PROBLEM DESCRIPTION
The required output is the exact run of lines below that opens at the line with "When multiple flows" and closes at the line with "Database sessions reused".
──────── RAW DATA
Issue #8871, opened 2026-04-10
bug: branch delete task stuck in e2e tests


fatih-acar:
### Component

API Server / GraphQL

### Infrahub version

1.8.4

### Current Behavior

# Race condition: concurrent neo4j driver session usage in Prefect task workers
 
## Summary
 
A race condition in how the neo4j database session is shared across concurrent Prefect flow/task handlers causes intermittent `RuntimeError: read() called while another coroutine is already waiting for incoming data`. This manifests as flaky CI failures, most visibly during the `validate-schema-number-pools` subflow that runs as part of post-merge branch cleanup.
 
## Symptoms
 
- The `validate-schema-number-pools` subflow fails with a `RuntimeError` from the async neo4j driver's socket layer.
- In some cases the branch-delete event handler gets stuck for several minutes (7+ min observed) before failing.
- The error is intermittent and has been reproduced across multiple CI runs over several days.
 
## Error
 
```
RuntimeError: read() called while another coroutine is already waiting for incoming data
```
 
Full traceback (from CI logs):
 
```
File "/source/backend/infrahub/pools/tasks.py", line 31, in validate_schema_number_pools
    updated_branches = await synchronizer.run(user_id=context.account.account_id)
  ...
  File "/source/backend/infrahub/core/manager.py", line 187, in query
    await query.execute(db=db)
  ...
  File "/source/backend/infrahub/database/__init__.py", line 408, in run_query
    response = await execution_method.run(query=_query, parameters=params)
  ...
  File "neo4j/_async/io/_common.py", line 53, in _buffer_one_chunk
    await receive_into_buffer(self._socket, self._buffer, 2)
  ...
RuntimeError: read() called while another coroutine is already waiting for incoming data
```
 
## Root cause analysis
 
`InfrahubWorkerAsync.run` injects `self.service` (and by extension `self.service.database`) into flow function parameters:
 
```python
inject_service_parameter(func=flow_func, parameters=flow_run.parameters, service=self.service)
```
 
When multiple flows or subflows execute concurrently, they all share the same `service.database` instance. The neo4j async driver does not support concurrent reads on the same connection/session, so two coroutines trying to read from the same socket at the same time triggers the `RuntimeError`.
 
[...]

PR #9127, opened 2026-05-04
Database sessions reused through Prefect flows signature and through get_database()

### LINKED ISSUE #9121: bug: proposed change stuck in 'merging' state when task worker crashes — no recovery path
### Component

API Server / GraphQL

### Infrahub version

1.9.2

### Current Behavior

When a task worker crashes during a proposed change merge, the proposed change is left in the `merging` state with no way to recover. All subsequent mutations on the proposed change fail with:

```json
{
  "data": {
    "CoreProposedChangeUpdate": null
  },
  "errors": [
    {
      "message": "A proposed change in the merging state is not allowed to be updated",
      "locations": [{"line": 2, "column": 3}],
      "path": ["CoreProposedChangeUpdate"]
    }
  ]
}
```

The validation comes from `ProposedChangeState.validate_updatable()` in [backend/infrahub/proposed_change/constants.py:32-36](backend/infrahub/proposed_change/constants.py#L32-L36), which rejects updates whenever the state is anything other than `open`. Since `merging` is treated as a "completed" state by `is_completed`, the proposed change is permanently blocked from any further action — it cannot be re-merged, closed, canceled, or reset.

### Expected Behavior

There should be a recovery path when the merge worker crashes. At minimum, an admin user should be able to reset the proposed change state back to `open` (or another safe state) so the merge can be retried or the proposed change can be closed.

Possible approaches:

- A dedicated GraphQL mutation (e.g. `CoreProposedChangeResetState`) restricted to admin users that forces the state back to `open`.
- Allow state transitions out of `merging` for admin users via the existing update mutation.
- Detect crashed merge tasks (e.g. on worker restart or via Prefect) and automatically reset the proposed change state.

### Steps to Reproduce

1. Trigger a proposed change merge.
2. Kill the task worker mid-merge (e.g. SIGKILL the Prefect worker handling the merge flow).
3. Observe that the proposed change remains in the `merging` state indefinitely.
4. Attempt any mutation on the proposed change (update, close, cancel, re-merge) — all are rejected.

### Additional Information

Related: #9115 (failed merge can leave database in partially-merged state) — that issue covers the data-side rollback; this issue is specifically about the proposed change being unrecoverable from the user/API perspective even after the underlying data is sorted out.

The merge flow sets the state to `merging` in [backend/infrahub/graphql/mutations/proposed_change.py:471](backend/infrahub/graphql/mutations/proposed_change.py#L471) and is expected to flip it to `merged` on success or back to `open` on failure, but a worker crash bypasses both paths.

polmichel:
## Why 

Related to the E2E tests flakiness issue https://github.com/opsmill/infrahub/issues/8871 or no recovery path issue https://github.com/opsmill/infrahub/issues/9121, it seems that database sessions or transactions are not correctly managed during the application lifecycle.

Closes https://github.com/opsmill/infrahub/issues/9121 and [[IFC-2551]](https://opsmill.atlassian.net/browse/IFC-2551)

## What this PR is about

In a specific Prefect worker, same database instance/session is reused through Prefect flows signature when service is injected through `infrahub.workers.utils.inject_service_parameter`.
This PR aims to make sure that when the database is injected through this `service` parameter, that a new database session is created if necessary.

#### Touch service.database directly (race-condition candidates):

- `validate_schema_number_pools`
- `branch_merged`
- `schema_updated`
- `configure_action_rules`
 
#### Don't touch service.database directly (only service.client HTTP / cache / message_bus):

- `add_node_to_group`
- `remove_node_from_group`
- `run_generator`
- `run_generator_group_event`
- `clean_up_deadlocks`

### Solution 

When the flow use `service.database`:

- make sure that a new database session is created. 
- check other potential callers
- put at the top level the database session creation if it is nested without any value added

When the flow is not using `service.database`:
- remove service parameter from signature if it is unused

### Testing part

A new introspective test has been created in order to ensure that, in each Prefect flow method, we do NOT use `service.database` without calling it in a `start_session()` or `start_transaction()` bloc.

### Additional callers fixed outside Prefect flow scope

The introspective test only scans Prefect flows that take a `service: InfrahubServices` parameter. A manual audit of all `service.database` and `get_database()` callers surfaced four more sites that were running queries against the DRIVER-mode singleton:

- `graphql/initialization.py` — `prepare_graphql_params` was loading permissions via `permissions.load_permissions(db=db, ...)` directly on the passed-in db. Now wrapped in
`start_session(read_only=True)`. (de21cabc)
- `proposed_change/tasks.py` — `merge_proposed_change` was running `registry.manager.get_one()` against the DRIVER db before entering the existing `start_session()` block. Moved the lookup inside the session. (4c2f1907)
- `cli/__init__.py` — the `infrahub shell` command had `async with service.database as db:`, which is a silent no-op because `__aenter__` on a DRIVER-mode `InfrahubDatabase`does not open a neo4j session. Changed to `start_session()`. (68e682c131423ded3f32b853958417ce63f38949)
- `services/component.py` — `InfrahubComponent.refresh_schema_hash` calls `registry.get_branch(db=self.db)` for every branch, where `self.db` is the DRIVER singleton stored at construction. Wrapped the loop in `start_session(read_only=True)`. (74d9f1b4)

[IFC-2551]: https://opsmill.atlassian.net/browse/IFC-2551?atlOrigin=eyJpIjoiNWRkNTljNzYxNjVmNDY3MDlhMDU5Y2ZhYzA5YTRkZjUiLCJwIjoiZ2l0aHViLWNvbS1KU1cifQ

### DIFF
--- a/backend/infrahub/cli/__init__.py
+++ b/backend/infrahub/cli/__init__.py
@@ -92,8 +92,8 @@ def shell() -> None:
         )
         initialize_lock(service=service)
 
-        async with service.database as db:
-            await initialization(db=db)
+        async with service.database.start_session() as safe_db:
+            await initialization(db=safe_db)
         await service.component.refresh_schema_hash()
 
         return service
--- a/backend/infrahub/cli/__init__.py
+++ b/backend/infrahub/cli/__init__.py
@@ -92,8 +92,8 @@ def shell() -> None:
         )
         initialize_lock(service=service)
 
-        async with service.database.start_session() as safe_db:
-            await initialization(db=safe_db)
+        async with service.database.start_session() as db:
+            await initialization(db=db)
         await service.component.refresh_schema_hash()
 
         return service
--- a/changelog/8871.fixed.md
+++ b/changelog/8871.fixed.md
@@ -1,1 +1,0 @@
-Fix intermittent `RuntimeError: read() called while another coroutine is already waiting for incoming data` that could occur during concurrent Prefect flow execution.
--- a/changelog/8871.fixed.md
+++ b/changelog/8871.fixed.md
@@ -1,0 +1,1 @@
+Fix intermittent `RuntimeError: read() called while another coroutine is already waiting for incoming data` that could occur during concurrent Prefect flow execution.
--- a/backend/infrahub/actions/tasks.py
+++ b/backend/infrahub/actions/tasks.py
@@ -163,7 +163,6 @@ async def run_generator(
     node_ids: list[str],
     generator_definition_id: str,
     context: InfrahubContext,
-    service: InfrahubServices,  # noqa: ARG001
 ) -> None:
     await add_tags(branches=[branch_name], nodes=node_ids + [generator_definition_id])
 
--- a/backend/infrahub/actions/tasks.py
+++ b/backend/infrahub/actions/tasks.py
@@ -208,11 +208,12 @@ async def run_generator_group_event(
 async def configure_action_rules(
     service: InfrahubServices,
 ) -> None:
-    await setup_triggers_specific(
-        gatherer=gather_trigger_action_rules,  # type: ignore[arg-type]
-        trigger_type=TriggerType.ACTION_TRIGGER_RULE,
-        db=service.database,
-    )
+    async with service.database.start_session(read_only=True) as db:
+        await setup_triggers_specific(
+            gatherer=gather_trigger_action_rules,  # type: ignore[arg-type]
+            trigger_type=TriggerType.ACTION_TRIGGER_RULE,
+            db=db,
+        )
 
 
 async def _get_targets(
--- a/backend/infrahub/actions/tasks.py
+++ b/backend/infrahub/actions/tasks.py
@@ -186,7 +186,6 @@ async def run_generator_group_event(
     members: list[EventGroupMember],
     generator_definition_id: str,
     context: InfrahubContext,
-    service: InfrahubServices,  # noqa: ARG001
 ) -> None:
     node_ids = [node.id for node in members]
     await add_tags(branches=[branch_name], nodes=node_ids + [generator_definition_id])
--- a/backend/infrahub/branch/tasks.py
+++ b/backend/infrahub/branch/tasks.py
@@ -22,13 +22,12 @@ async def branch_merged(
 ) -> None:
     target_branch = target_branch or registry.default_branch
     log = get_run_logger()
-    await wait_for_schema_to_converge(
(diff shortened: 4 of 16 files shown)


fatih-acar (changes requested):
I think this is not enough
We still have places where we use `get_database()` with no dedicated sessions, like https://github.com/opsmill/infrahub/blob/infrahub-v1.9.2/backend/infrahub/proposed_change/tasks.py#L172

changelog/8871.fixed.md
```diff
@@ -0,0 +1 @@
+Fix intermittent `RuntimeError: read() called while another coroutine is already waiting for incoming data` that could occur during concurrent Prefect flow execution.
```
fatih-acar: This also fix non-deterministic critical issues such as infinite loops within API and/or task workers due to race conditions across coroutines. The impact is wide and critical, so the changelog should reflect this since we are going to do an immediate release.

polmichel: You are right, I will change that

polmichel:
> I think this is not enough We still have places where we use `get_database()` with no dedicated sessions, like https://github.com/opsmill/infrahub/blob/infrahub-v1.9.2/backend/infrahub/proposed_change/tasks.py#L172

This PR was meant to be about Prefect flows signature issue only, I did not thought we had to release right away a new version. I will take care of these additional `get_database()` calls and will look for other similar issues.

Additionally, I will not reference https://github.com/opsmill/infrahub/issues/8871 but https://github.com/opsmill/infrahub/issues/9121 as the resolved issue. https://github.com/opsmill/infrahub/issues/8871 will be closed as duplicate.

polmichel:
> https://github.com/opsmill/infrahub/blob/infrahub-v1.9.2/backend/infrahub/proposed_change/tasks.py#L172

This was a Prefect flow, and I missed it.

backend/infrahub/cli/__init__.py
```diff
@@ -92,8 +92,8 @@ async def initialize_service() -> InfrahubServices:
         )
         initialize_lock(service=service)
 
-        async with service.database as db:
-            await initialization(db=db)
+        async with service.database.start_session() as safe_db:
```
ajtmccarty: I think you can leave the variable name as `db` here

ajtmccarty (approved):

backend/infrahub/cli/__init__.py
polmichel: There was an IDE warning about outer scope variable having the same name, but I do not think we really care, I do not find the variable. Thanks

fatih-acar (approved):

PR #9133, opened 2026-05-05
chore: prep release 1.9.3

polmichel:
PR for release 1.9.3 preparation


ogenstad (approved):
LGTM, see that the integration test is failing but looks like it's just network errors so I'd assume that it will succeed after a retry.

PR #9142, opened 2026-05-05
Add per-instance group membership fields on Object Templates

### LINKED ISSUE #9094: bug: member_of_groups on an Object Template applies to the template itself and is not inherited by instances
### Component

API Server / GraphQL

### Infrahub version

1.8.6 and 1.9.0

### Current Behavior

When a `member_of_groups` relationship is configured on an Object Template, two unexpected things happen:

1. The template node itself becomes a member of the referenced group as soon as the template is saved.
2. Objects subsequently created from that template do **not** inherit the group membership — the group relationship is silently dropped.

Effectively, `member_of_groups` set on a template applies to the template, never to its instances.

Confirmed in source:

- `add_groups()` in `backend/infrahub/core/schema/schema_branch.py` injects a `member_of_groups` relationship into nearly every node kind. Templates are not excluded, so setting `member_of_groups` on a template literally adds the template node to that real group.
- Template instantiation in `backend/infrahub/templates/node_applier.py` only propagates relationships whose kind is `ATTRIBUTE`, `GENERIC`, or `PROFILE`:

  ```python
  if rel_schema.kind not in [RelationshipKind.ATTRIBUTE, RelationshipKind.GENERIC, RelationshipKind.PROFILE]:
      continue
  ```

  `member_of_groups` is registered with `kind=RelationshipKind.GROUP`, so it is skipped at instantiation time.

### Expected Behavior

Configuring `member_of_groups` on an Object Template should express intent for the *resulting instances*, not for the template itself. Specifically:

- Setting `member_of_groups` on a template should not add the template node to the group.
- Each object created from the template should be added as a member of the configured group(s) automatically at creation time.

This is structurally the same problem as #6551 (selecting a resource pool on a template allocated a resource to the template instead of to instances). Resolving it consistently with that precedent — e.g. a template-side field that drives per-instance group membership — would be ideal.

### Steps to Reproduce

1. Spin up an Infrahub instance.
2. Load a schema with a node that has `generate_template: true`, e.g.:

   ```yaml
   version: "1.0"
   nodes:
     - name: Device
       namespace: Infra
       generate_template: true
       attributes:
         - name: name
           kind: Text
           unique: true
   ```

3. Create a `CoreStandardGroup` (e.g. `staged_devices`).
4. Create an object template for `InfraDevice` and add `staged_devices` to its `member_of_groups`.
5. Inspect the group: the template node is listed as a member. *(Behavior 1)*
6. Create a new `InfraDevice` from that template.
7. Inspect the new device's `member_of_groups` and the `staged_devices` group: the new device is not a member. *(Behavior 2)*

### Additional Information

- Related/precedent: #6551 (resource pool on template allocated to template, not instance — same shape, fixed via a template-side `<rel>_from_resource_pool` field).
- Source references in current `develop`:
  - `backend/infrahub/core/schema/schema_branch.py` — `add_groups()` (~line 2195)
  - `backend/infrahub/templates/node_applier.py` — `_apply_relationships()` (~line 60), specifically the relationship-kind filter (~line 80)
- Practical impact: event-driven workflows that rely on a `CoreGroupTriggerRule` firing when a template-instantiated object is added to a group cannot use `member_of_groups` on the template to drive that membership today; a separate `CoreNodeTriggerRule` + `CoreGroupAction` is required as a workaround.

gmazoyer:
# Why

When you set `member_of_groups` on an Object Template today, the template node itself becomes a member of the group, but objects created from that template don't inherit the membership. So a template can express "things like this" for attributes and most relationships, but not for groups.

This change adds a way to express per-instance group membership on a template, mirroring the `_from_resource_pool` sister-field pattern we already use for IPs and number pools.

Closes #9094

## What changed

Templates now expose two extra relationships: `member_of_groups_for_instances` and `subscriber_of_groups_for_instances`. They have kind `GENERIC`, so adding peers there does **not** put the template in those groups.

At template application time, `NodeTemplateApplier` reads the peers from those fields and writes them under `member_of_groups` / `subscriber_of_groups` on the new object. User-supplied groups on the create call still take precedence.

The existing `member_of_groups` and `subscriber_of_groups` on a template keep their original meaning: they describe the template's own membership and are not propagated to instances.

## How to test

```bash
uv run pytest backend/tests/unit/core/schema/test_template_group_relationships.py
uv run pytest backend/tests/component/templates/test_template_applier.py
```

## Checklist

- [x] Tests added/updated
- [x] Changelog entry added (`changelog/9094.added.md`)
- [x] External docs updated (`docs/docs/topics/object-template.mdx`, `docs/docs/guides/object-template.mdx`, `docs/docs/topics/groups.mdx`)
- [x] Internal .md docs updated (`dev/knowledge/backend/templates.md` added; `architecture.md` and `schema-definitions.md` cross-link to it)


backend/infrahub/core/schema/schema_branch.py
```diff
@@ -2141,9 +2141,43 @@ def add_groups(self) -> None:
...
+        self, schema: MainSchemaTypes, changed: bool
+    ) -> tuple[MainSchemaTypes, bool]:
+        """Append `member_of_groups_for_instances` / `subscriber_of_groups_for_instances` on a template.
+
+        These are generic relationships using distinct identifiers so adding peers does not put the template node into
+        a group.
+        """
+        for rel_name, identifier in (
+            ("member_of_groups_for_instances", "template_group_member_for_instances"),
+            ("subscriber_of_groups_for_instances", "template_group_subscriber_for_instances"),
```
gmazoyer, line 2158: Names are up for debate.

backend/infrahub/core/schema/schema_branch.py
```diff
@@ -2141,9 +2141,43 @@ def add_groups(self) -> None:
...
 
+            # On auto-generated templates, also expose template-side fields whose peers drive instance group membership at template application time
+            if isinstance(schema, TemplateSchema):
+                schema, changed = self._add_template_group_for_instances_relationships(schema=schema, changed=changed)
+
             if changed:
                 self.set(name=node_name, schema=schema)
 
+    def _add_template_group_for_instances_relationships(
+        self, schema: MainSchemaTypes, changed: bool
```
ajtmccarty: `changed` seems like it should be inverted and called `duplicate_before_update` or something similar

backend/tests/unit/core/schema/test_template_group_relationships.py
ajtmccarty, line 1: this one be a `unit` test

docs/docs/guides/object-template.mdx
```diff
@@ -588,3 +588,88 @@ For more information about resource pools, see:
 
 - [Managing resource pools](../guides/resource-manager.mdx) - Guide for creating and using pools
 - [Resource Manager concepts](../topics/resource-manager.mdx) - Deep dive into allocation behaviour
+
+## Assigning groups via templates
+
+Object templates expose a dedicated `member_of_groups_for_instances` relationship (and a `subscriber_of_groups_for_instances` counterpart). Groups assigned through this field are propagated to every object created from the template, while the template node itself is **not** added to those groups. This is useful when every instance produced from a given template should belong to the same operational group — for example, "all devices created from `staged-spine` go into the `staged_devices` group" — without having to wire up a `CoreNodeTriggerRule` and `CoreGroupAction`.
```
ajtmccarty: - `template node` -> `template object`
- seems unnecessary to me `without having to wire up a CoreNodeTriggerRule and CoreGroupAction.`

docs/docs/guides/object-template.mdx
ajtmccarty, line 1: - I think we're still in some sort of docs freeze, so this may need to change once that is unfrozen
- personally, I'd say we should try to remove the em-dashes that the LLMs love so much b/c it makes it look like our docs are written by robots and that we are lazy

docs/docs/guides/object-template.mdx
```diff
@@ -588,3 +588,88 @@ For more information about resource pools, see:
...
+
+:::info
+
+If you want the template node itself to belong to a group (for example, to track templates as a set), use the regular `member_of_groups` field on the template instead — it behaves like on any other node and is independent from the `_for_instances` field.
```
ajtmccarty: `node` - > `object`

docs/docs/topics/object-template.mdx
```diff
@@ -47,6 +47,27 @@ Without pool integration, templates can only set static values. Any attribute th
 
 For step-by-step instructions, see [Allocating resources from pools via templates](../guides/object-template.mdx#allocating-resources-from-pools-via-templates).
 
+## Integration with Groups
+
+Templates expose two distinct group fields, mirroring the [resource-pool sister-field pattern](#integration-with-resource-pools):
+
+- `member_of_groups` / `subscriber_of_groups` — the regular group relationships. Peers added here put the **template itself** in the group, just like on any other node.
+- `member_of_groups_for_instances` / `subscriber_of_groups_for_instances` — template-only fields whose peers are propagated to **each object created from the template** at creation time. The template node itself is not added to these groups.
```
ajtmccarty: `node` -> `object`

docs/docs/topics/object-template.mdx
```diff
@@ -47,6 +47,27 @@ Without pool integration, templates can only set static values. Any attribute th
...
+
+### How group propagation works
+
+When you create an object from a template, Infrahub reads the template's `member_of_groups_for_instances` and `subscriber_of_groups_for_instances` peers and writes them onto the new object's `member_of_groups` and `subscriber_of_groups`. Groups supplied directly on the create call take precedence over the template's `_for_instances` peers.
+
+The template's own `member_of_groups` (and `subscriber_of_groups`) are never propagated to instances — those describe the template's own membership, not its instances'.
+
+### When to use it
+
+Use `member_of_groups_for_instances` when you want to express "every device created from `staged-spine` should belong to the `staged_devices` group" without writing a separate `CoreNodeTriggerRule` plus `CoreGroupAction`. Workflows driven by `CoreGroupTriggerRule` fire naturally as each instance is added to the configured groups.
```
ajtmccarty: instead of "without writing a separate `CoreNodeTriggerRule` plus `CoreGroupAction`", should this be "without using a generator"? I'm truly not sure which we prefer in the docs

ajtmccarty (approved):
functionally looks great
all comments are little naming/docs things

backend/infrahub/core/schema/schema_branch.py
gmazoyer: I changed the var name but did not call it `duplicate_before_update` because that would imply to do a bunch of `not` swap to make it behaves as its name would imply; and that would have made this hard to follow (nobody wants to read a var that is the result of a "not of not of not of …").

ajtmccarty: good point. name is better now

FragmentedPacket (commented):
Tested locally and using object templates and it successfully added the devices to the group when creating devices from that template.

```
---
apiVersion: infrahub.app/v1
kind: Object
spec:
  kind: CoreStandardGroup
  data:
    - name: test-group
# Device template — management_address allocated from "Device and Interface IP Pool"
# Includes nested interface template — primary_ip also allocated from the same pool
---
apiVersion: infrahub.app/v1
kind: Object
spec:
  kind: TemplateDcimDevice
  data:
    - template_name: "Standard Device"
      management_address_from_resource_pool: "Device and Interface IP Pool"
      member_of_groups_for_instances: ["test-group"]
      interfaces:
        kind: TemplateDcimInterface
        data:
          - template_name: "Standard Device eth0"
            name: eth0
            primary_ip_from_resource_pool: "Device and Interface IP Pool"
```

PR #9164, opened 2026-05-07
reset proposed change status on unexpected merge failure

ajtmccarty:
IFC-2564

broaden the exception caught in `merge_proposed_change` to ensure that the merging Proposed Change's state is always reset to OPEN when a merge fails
────────────────
FINISHED TASK
When multiple flows or subflows execute concurrently, they all share the same `service.database` instance. The neo4j async driver does not support concurrent reads on the same connection/session, so two coroutines trying to read from the same socket at the same time triggers the `RuntimeError`.
 
[...]

PR #9127, opened 2026-05-04
Database sessions reused through Prefect flows signature and through get_database()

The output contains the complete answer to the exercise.